[TASK GOAL]
Given the listing below, reproduce all of it exactly.

|---|

PR #2341, opened 2022-10-26
Lagscope: Run server as async instead of '-D'

pupacha:
This way server logs are also printed and is useful for debugging

### DIFF
--- a/lisa/tools/lagscope.py
+++ b/lisa/tools/lagscope.py
@@ -125,26 +125,18 @@ class Lagscope(Tool, KillableMixin):
         for key in self._busy_pool_keys:
             sysctl.write(key, self._original_settings[key])
 
-    def run_as_server(self, ip: str = "", daemon: bool = True) -> None:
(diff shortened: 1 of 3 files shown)


lisa/tools/lagscope.py
```diff
@@ -125,26 +125,18 @@ def restore_busy_poll(self) -> None:
...
-            force_run=True,
-            sudo=True,
-            shell=True,
-            expected_exit_code=0,
-            expected_exit_code_failure_message=f"fail to launch cmd {self.command}"
-            f"{cmd}",
-        )
+        process = self.run_async(cmd, sudo=True, shell=True)
+        if not process.is_running():
+            raise LisaException(f"lagscope server failed to start: {result.stderr}")
```
LiliDeng: result is not defined.

pupacha: Missed to remove the variable. Removed it now.

LiliDeng (approved):

PR #2343, opened 2022-10-27
Fix ssh sessions issue in mshv_stress_vm_create test

anirudhrb:
The mshv_stress_vm_create test runs multiple instances of cloud-hypervisor using the CloudHypervisor tool. In doing so, multiple ssh sessions are created eventually exceeding the `MaxSessions` limit of `sshd`. This results in test failure with following message:

```
lisa.stderr Secsh channel 32 open FAILED: open failed: Connect failed
```

Fix this by setting the `MaxSessions` property in `/etc/ssh/sshd_config` to a high value that is unlikely to be exceeded.

### DIFF
--- a/microsoft/testsuites/mshv/mshv_root_tests.py
+++ b/microsoft/testsuites/mshv/mshv_root_tests.py
@@ -17,7 +17,7 @@ from lisa import (
 )
 from lisa.messages import SubTestMessage, TestStatus, create_test_result_message
 from lisa.testsuite import TestResult
-from lisa.tools import Dmesg, Free, Ls, Lscpu, QemuImg, Wget
+from lisa.tools import Dmesg, Free, Ls, Lscpu, QemuImg, Ssh, Wget
 from lisa.util import SkippedException
 from microsoft.testsuites.mshv.cloud_hypervisor_tool import CloudHypervisor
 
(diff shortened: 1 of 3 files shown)


microsoft/testsuites/mshv/mshv_root_tests.py
```diff
@@ -191,3 +199,17 @@ def _send_subtest_msg(
         )
 
         notifier.notify(subtest_msg)
+
+    def _set_ssh_max_sessions(self, node: Node, max_sessions: int) -> None:
```
LiliDeng: there is a method set_max_session in ssh tool, please use it, thanks.

anirudhrb: Thanks! I have updated the PR.

microsoft/testsuites/mshv/mshv_root_tests.py
```diff
@@ -87,6 +88,13 @@ def verify_mshv_stress_vm_create(
             # fall back to defaults
             configs = [{}]
 
+        # This test can end up creating and a lot of ssh sessions and these kept active
+        # at the same time.
+        # In Ubuntu, the default limit is easily exceeded. So change the MaxSessions
+        # property in sshd_config to a high number that is unlikely to be exceeded.
+        node.tools[Ssh].set_max_session()
+        node.close()
```
LiliDeng: in set_max_session, it will restart sshd service, does it take effect? or we have to use node. Close()?

anirudhrb: Restarting sshd isn't sufficient. It doesn't take effect for existing connections. New connection needs to be established. Hence `node.close()`.  Similar usage is here: https://github.com/microsoft/lisa/blob/5f597d2b6c241278705f540b4a78fc2caa973e76/microsoft/testsuites/performance/common.py#L190-L195

squirrelsc: Can the set_max_session include this line directly?

LiliDeng (approved):

microsoft/testsuites/mshv/mshv_root_tests.py
anirudhrb: Done

PR #2344, opened 2022-10-27
[fix case issues] get dhcp timeout value from networkmanager config

LiliDeng:


lisa/tools/dhclient.py
```diff
@@ -44,15 +48,14 @@ def get_timeout(self) -> int:
...
-            group = find_group_in_lines(result.stdout, self._fedora_pattern)
-            if group and "default" not in group:
-                value = int(group["number"])
+            # the default value in fedora is 45
+            value = 45
+            result = self.node.tools[Journalctl].logs_for_unit("NetworkManager")
+            groups = find_groups_in_lines(result, self._fedora_pattern)
+            if len(groups) == 0:
+                raise LisaException("not find matched dhcp timeout line")
+            if value != int(groups[-1]["number"]):
```
squirrelsc: Why there are multiple items after regexp? if so, should we check each line, including both ipv4 and ipv6 on all nics?

LiliDeng: During testing, I only saw one image that has this kind of output, NetworkManager restart, so it has multiple line for the same nic.

```
Oct 28 01:42:06 lisa--315-e0-n0 NetworkManager[912]: <info>  [1666921326.6053] dhcp4 (eth0): activation: beginning transaction (timeout in 45 seconds)
Oct 28 01:42:13 lisa--315-e0-n0 NetworkManager[1198]: <info>  [1666921333.4400] dhcp4 (eth0): activation: beginning transaction (timeout in 45 seconds)
```

LiliDeng: find another better way to check config using `NetworkManager --print-config`, will update code and test

squirrelsc (approved):

PR #2347, opened 2022-10-27
Azure: implement extension feature

squirrelsc:


mcgov:
Very exciting to have this implemented, will the information about extensions be populated into the TestResult information? It should be easy to ID failures if they only happen with one extension enabled, as an example.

|---|

[SOLUTION TO THIS EXERCISE]
PR #2341, opened 2022-10-26
Lagscope: Run server as async instead of '-D'

pupacha:
This way server logs are also printed and is useful for debugging

### DIFF
--- a/lisa/tools/lagscope.py
+++ b/lisa/tools/lagscope.py
@@ -125,26 +125,18 @@ class Lagscope(Tool, KillableMixin):
         for key in self._busy_pool_keys:
             sysctl.write(key, self._original_settings[key])
 
-    def run_as_server(self, ip: str = "", daemon: bool = True) -> None:
(diff shortened: 1 of 3 files shown)


lisa/tools/lagscope.py
```diff
@@ -125,26 +125,18 @@ def restore_busy_poll(self) -> None:
...
-            force_run=True,
-            sudo=True,
-            shell=True,
-            expected_exit_code=0,
-            expected_exit_code_failure_message=f"fail to launch cmd {self.command}"
-            f"{cmd}",
-        )
+        process = self.run_async(cmd, sudo=True, shell=True)
+        if not process.is_running():
+            raise LisaException(f"lagscope server failed to start: {result.stderr}")
```
LiliDeng: result is not defined.

pupacha: Missed to remove the variable. Removed it now.

LiliDeng (approved):

PR #2343, opened 2022-10-27
Fix ssh sessions issue in mshv_stress_vm_create test

anirudhrb:
The mshv_stress_vm_create test runs multiple instances of cloud-hypervisor using the CloudHypervisor tool. In doing so, multiple ssh sessions are created eventually exceeding the `MaxSessions` limit of `sshd`. This results in test failure with following message:

```
lisa.stderr Secsh channel 32 open FAILED: open failed: Connect failed
```

Fix this by setting the `MaxSessions` property in `/etc/ssh/sshd_config` to a high value that is unlikely to be exceeded.

### DIFF
--- a/microsoft/testsuites/mshv/mshv_root_tests.py
+++ b/microsoft/testsuites/mshv/mshv_root_tests.py
@@ -17,7 +17,7 @@ from lisa import (
 )
 from lisa.messages import SubTestMessage, TestStatus, create_test_result_message
 from lisa.testsuite import TestResult
-from lisa.tools import Dmesg, Free, Ls, Lscpu, QemuImg, Wget
+from lisa.tools import Dmesg, Free, Ls, Lscpu, QemuImg, Ssh, Wget
 from lisa.util import SkippedException
 from microsoft.testsuites.mshv.cloud_hypervisor_tool import CloudHypervisor
 
(diff shortened: 1 of 3 files shown)


microsoft/testsuites/mshv/mshv_root_tests.py
```diff
@@ -191,3 +199,17 @@ def _send_subtest_msg(
         )
 
         notifier.notify(subtest_msg)
+
+    def _set_ssh_max_sessions(self, node: Node, max_sessions: int) -> None:
```
LiliDeng: there is a method set_max_session in ssh tool, please use it, thanks.

anirudhrb: Thanks! I have updated the PR.

microsoft/testsuites/mshv/mshv_root_tests.py
```diff
@@ -87,6 +88,13 @@ def verify_mshv_stress_vm_create(
             # fall back to defaults
             configs = [{}]
 
+        # This test can end up creating and a lot of ssh sessions and these kept active
+        # at the same time.
+        # In Ubuntu, the default limit is easily exceeded. So change the MaxSessions
+        # property in sshd_config to a high number that is unlikely to be exceeded.
+        node.tools[Ssh].set_max_session()
+        node.close()
```
LiliDeng: in set_max_session, it will restart sshd service, does it take effect? or we have to use node. Close()?

anirudhrb: Restarting sshd isn't sufficient. It doesn't take effect for existing connections. New connection needs to be established. Hence `node.close()`.  Similar usage is here: https://github.com/microsoft/lisa/blob/5f597d2b6c241278705f540b4a78fc2caa973e76/microsoft/testsuites/performance/common.py#L190-L195

squirrelsc: Can the set_max_session include this line directly?

LiliDeng (approved):

microsoft/testsuites/mshv/mshv_root_tests.py
anirudhrb: Done

PR #2344, opened 2022-10-27
[fix case issues] get dhcp timeout value from networkmanager config

LiliDeng:


lisa/tools/dhclient.py
```diff
@@ -44,15 +48,14 @@ def get_timeout(self) -> int:
...
-            group = find_group_in_lines(result.stdout, self._fedora_pattern)
-            if group and "default" not in group:
-                value = int(group["number"])
+            # the default value in fedora is 45
+            value = 45
+            result = self.node.tools[Journalctl].logs_for_unit("NetworkManager")
+            groups = find_groups_in_lines(result, self._fedora_pattern)
+            if len(groups) == 0:
+                raise LisaException("not find matched dhcp timeout line")
+            if value != int(groups[-1]["number"]):
```
squirrelsc: Why there are multiple items after regexp? if so, should we check each line, including both ipv4 and ipv6 on all nics?

LiliDeng: During testing, I only saw one image that has this kind of output, NetworkManager restart, so it has multiple line for the same nic.

```
Oct 28 01:42:06 lisa--315-e0-n0 NetworkManager[912]: <info>  [1666921326.6053] dhcp4 (eth0): activation: beginning transaction (timeout in 45 seconds)
Oct 28 01:42:13 lisa--315-e0-n0 NetworkManager[1198]: <info>  [1666921333.4400] dhcp4 (eth0): activation: beginning transaction (timeout in 45 seconds)
```

LiliDeng: find another better way to check config using `NetworkManager --print-config`, will update code and test

squirrelsc (approved):

PR #2347, opened 2022-10-27
Azure: implement extension feature

squirrelsc:


mcgov:
Very exciting to have this implemented, will the information about extensions be populated into the TestResult information? It should be easy to ID failures if they only happen with one extension enabled, as an example.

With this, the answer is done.